#### Instructions to follow
One figure is the whole answer: the number of lines below that contain the word "means".
=== Begin Enclosure ===
PR #564, opened 2023-12-21
[extensions] gemini bump extension package version; update dependencies before publish

Ankush-lastmile:
[extensions] gemini bump extension package version; update dependencies before publish

## What

- bump pyproject toml
- Removed @override, this doesn't exist outside of python 3.12
- removed copy from requirements.txt, this is included in python; does not need to be pip installed.

## Why

To update public release with updated functionality to serialize and deserialize() for GEmini Model parser

## Testplan:

Run through the Gemini cookbook succesfully with local pip install

Screenshot 2023-12-21 at 2 18 56 PM

### DIFF
--- a/cookbooks/Gemini/Gemini.ipynb
+++ b/cookbooks/Gemini/Gemini.ipynb
@@ -54,7 +54,7 @@
     },
     {
       "cell_type": "code",
-      "execution_count": null,
+      "execution_count": 1,
       "metadata": {
         "id": "wLS1XJvyosT7"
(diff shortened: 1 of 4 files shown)


saqadri (approved):

Ankush-lastmile:
- updated requirements.txt to remove copy (already included with python not needed to be a requirement)
- removed @override annotation; only exists in python 3.12: [PEP 698](https://peps.python.org/pep-0698/)

PR #567, opened 2023-12-21
[AIC-py][editor] add default model parsers file

jonathanlastmileai:
[AIC-py][editor] add default model parsers file

---
Stack created with [Sapling](https://sapling-scm.com). Best reviewed with [ReviewStack](https://reviewstack.dev/lastmile-ai/aiconfig/pull/567).
* #573
* __->__ #567

### DIFF
--- a/python/src/aiconfig/editor/server/server.py
+++ b/python/src/aiconfig/editor/server/server.py
@@ -34,16 +34,16 @@ class EditServerConfig(core_utils.Record):
     aiconfig_path: Optional[str] = None
     log_level: str | int = "INFO"
     server_mode: str
-    parsers_module_path: Optional[str] = None
+    parsers_module_path: str = "aiconfig_model_registry.py"
 
 
 @dataclass
 class ServerState:
-    aiconfig_runtime: AIConfigRuntime | None = None
+    aiconfig: AIConfigRuntime | None = None
 
 
 @dataclass(frozen=True)
-class HttpPOSTResponse:
+class HttpPostResponse:
     message: str
     output: str | None = None
     code: int = 200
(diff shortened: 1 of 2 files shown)


python/src/aiconfig/editor/default_user_model_parsers_plugin.py
saqadri, line 1: Can we rename this file to something simpler? Maybe `model_registry.py` or `aiconfig_model_registry.py`?

python/src/aiconfig/editor/server/server.py
```diff
@@ -34,7 +34,7 @@ class EditServerConfig(core_utils.Record):
     aiconfig_path: Optional[str] = None
     log_level: str | int = "INFO"
     server_mode: str
-    parsers_module_path: Optional[str] = None
+    parsers_module_path: str = "python/src/aiconfig/editor/default_user_model_parsers_plugin.py"
```
saqadri, line 37: I don't think this default makes much sense. It should be looking for a file in the directory where the server was started from, no? Otherwise this local path is just for our own local development...

saqadri (changes requested):

python/src/aiconfig/editor/server/server.py
jonathanlastmileai: Right, good catch.

jonathanlastmileai: But the problem is if you start the server from an arbitrary directory, then we cant include the default file, which means if the user forgets to put their module in their directory, they'll get a warning on server start. This is not the end of the world, but it seems weird that the default behavior is to start up with a warning that we can prevent.

jonathanlastmileai: So I made it look in cwd for `aiconfig_model_registry.py`, which will not exist unless the user puts it there (the cwd could be outside the repo, or maybe the user doesn't even have a clone). 

This means the default server behavior is to print a warning that the file doesn't exist. I think this is fine for now. On the `load_model_parser_module` endpoint, it's stricter and logs a bad file as an error.

rholinshead (approved):

saqadri (approved):

PR #572, opened 2023-12-21
[editor] Move Over Client Files & Fix Import Paths

rholinshead:
# Move Over Client Files & Fix Import Paths

Copy over all of the client files from existing editor directory. Fix all imports to relative (we can look into making them absolute again, just wasn't able to make it work within a few minutes) so that the modules can be found.

Load the page without any JS errors (spinner showing since no config is loaded yet due to endpoint being 3000 by default):
Screenshot 2023-12-21 at 3 14 19 PM

---
Stack created with [Sapling](https://sapling-scm.com). Best reviewed with [ReviewStack](https://reviewstack.dev/lastmile-ai/aiconfig/pull/572).
* __->__ #572
* #571


jonathanlastmileai (approved):
LG

PR #573, opened 2023-12-21
[AIC-py][editor] kill the frontend servers better

jonathanlastmileai:
[AIC-py][editor] kill the frontend servers better

Fix up server mode stuff
- Enum for validation
- better logging
- try to kill the frontend servers anywhere the script ends

---
Stack created with [Sapling](https://sapling-scm.com). Best reviewed with [ReviewStack](https://reviewstack.dev/lastmile-ai/aiconfig/pull/573).
* __->__ #573
* #567

### DIFF
--- a/python/src/aiconfig/editor/README.md
+++ b/python/src/aiconfig/editor/README.md
@@ -59,7 +59,7 @@ e.g. `aiconfig edit --parsers-module-path="/path/to/my_editor_plugin.py"`
 ### Run backend and frontend servers:
 
 (debug mode will run the react server)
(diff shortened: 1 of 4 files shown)


rholinshead (approved):

rholinshead:
Ah, also noticing just now that if the python server has an exception spinning up (in my case, it can't find the config I'm passing, 'aiconfig/cli/aiconfig-editor/travel.aiconfig') it will still spin up the client server in the same terminal and that python exception is hidden

PR #576, opened 2023-12-21
[AIC-py][editor] return aiconfig from http endpoints

jonathanlastmileai:
[AIC-py][editor] return aiconfig from http endpoints

and some path validation fixes

---
Stack created with [Sapling](https://sapling-scm.com). Best reviewed with [ReviewStack](https://reviewstack.dev/lastmile-ai/aiconfig/pull/576).
* #580
* #579
* __->__ #576
* #575

### DIFF
--- a/python/src/aiconfig/editor/server/server.py
+++ b/python/src/aiconfig/editor/server/server.py
@@ -2,12 +2,13 @@ from dataclasses import dataclass
 from enum import Enum
 import logging
 from types import ModuleType
-from typing import Any, Callable, Optional
+from typing import Any, Callable, NewType, Optional
 
 import lastmile_utils.lib.core.api as core_utils
 from flask import Flask, request
 from pydantic import field_validator
 from result import Err, Ok, Result
+import result
 
 from aiconfig.Config import AIConfigRuntime
 import importlib
@@ -29,6 +30,9 @@ formatter = logging.Formatter(core_utils.LOGGER_FMT)
 log_handler.setFormatter(formatter)
 
 LOGGER.addHandler(log_handler)
+
+UnvalidatedPath = NewType("UnvalidatedPath", str)
+ValidatedPath = NewType("ValidatedPath", str)
 
 
 class ServerMode(Enum):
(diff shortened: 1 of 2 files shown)


python/src/aiconfig/editor/server/server.py
```diff
@@ -160,62 +166,75 @@ def home():
...
+    state = _get_server_state(app)
+    if state.aiconfig is None:
+        return HttpPostResponse(message="No AIConfig in memory, nothing to save.", code=400, aiconfig=None).to_flask_format()
+    else:
+        aiconfig: AIConfigRuntime = state.aiconfig
 
-    return _http_response_with_path(_run_with_path).to_flask_format()
+        path_val = _validated_request_path(allow_create=True)
+        res_save: Result[HttpPostResponse, str] = result.do(
+            Ok(HttpPostResponse(message="Saved to disk", aiconfig=aiconfig))
```
rholinshead, line 226: nit, don't need to return the config in the response for save. Really just need to know success/fail

rholinshead (approved):

python/src/aiconfig/editor/server/server.py
```diff
@@ -63,14 +67,21 @@ class ServerState:
 @dataclass(frozen=True)
 class HttpPostResponse:
     message: str
-    output: str | None = None
+    aiconfig: AIConfigRuntime | None
     code: int = 200
```
rholinshead, line 71: We'll be able to customize this response a bit for other endpoints, right? Like list_models should just return a list of supported/registered model names

python/src/aiconfig/editor/server/server.py
jonathanlastmileai: Ok, I will clean this up in a future PR, keeping in mind that you only need the config on a load or successful update, right?

python/src/aiconfig/editor/server/server.py
jonathanlastmileai: Yes. You tell me the ideal API, i'll do it. But yes I have list_models like this:

```
+@app.route("/api/list_models", methods=["GET"])
+def list_models() -> FlaskResponse:
+    out: list[str] = ModelParserRegistry.parser_ids()  # type: ignore
+    json_obj = core_utils.JSONObject({"data": core_utils.JSONList(out)})
+    return FlaskResponse((json_obj, 200))
```

PR #1319, opened 2024-02-23
[2/n] Support Restarting Editor Server

rholinshead:
[2/n] Support Restarting Editor Server

# [2/n] Support Restarting Editor Server

Add an "AIConfig: Restart Active Editor Server" command so that users can restart the server for the active (in-view) editor. As part of this, implement the restart functionality for the EditorServer so that the server process is killed and a new one is started, ensuring the associated extension/webview is properly updated to associate with the new server process. As best effort, also implement an `onDidChangeState` so that we can listen to the editor server status changing and show a progress notification that the server is starting.

This logic will be leveraged in subsequent PR to handle restarting all editor servers when the workspace python interpreter changes.

https://github.com/lastmile-ai/aiconfig/assets/5060851/39739008-abc7-4538-9087-42972c1400aa

Note: The server heartbeat banner shows when restarting because of the existing server status request failing. This should be fixed by https://github.com/lastmile-ai/aiconfig/pull/1325

## Testing:
- Restart server and ensure (via logging) that the old one is killed and new one is set up, ensuring prompts run in new one
- Close webview and ensure the server is killed
- Activate restart server command and toggle away then back to webview, ensure it's in readonly until it starts up and becomes editable again when toggle back

---
Stack created with [Sapling](https://sapling-scm.com). Best reviewed with [ReviewStack](https://reviewstack.dev/lastmile-ai/aiconfig/pull/1319).
* #1328
* __->__ #1319
* #1318

### DIFF
--- a/vscode-extension/package.json
+++ b/vscode-extension/package.json
@@ -58,6 +58,11 @@
         "category": "AIConfig"
       },
       {
+        "command": "vscode-aiconfig.restartActiveEditorServer",
+        "title": "Restart Active Editor Server",
+        "category": "AIConfig"
+      },
+      {
         "command": "vscode-aiconfig.setApiKeys",
         "title": "Set API Keys",
         "category": "AIConfig"
--- a/vscode-extension/src/aiConfigEditor.ts
+++ b/vscode-extension/src/aiConfigEditor.ts
@@ -1,8 +1,6 @@
 import * as vscode from "vscode";
 import {
-  COMMANDS,
   EXTENSION_NAME,
-  ServerInfo,
   getCurrentWorkingDirectory,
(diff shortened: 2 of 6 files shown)


saqadri (approved):

vscode-extension/package.json
```diff
@@ -57,6 +57,11 @@
         "title": "Open Custom Model Registry File",
         "category": "AIConfig"
       },
+      {
+        "command": "vscode-aiconfig.restartActiveEditorServer",
+        "title": "Restart Active Editor Server",
+        "category": "AIConfig"
+      },
```
rossdanlm, line 64: This is just for testing right? We're not actually going to land with it?

PR #1320, opened 2024-02-23
[ez][vscode] Don't set getServerStatus Callback in VSCode

Ankush-lastmile:
[vscode] Don't set getServerStatus Callback in VSCode

This diff removes the `getServerStatus` callback from being passed into the `AIConfigEditor`  since we handle the servers within the vscode extension.

## Testplan

https://github.com/lastmile-ai/aiconfig/assets/141073967/85f8a303-a3c3-440e-a372-301cb57c9bd8

---
Stack created with [Sapling](https://sapling-scm.com). Best reviewed with [ReviewStack](https://reviewstack.dev/lastmile-ai/aiconfig/pull/1320).
* __->__ #1320
* #1315

### DIFF
--- a/vscode-extension/editor/src/VSCodeEditor.tsx
+++ b/vscode-extension/editor/src/VSCodeEditor.tsx
@@ -432,9 +432,6 @@ export default function VSCodeEditor() {
     [aiConfigServerUrl, vscode]
   );
 
-  const getServerStatus = useCallback(async () => {
-    return await ufetch.get(ROUTE_TABLE.SERVER_STATUS(aiConfigServerUrl));
-  }, [aiConfigServerUrl]);
 
   const logEventHandler = useCallback(
     (event: LogEvent, data?: LogEventData) => {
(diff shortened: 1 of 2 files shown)


rholinshead:
This makes sense to me. We are rendering the AIConfigEditor immediately in the webview so the server might not be up. One other thing we can/should do is to not call getServerStatusCallback in AIConfigEditor if the state is readOnly. I'm not sure if that will completely resolve the issue but in theory should prevent the requests from happening until the server is working (assuming our readonly state works for those cases)

saqadri (approved):

Ankush-lastmile:
> One other thing we can/should do is to not call getServerStatusCallback in AIConfigEditor if the state is readOnly.

Created #1325. Not sure if we still want to merge this diff. 

We can republish the aiconfig editor package to test 1325 to validate if this diff is needed.

rholinshead:
@Ankush-lastmile seems like this is no longer needed, right?

Ankush-lastmile:
>@Ankush-lastmile seems like this is no longer needed, right?

Yep. I haven't really seen this in the past week while using the vscode extension

PR #1323, opened 2024-02-23
[ez] Rename setupEnvironmentVariables to setApiKeys

saqadri:
[ez] Rename setupEnvironmentVariables to setApiKeys

TSIA

---
Stack created with [Sapling](https://sapling-scm.com). Best reviewed with [ReviewStack](https://reviewstack.dev/lastmile-ai/aiconfig/pull/1323).
* __->__ #1323
* #1316

PR #1316, opened 2024-02-23
Clean up Welcome

saqadri:
Clean up Welcome

Just a few wording updates to clean up the welcome walkthrough.

Also bring back buttons that got removed in #1295

https://github.com/lastmile-ai/aiconfig/assets/25641935/6a155304-1cb6-46b1-b11e-b9231fabc542

Walkthrough command pallette:

image

PR #1324, opened 2024-02-23
Support .yml file extensions

saqadri:
Support .yml file extensions

This was something we noticed at customer offsite where many people tried creating aiconfigs with *.yml extension.

---
Stack created with [Sapling](https://sapling-scm.com). Best reviewed with [ReviewStack](https://reviewstack.dev/lastmile-ai/aiconfig/pull/1324).
* __->__ #1324
* #1323
* #1316

### DIFF
--- a/vscode-extension/package.json
+++ b/vscode-extension/package.json
@@ -80,6 +80,9 @@
             "filenamePattern": "*.aiconfig.yaml"
           },
           {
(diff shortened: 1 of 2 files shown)


rholinshead (approved):
LGTM. I did a quick pass through aiconfig core as well and looks like is_yaml_extension checks already include .yml and .yml extension for existing file should be preserved on save

PR #1325, opened 2024-02-23
[local editor] Don't poll server status when in read only view

Ankush-lastmile:
[local editor] Don't poll server status when in read only view

In order to prevent showing status error message when in read only view, this diff makes sure that the aiconfig editor client does not poll the server status when in read only mode.

See #1320 for more context

## Testplan
1. Manually set readonly prop to True
2. Load local editor (Loaded in prod mode, I first built the editor with yarn build)
3. kill the python process that is hosting the aiconfig server.

| Before  | After |
| after  | before |

Note: the `killpython` command in my testplan is a custom alias I have defined that tries to kill all pid's that have the descriptor "python" in its name.

### DIFF
--- a/python/src/aiconfig/editor/client/src/components/AIConfigEditor.tsx
+++ b/python/src/aiconfig/editor/client/src/components/AIConfigEditor.tsx
@@ -1033,7 +1033,7 @@ function AIConfigEditorBase({
   // Don't poll if server status is in an error state since it won't automatically recover
   const getServerStatusCallback = callbacks?.getServerStatus;
   useEffect(() => {
-    if (!getServerStatusCallback || serverStatus !== "OK") {
+    if (readOnly || !getServerStatusCallback || serverStatus !== "OK") {
       return;
     }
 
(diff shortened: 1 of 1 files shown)


python/src/aiconfig/editor/client/src/components/AIConfigEditor.tsx
```diff
@@ -1038,16 +1038,18 @@ function AIConfigEditorBase({
     }
 
     const interval = setInterval(async () => {
-      try {
-        const res = await getServerStatusCallback();
-        setServerStatus(res.status);
-      } catch (err: unknown) {
-        setServerStatus("ERROR");
+      if (!readOnly) {
```
rholinshead, line 1041: This can just be done above with the other checks to return, rather than setting the interval (otherwise it will unnecessarily run this interval every heartbeat_interval ms

rholinshead: If `readOnly` is in the dependency array for the effect then the effect will rerun and set a new interval (and dispose of the existing one in the case of toggling *to* readonly)

Ankush-lastmile: thanks for clarifying, updated as suggested.

Ankush-lastmile:
- Moved readOnly check to the beggining checks of the useEffect()
- followed steps in testplan -> works as intended. No changes in test plan

rossdanlm:
UI change for VS Code: Let's have follow up to say "if we're in read-only now, tell them why they can't do changes" -->

1. because we're currently initializing (VS Code server start up)
2. we got an error and need to display it now

rossdanlm (approved):
Stamping to unblock, we can follow up more later

PR #1326, opened 2024-02-23
[Swapping imageds between mac and windows]

zakariassoul:
[Swapping imageds between mac and windows]


zakariassoul:
@Ankush-lastmile can you test this on your windows VM?

saqadri (commented):
I don't think we should do this

saqadri (changes requested):
I don't think we should do this

zakariassoul:
Reverting changed. Will push another PR

PR #1328, opened 2024-02-23
[3/n] Restart Editor Servers on Python Interpreter Change

rholinshead:
# [3/n] Restart Editor Servers on Python Interpreter Change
=== End Enclosure ===
#### Result
2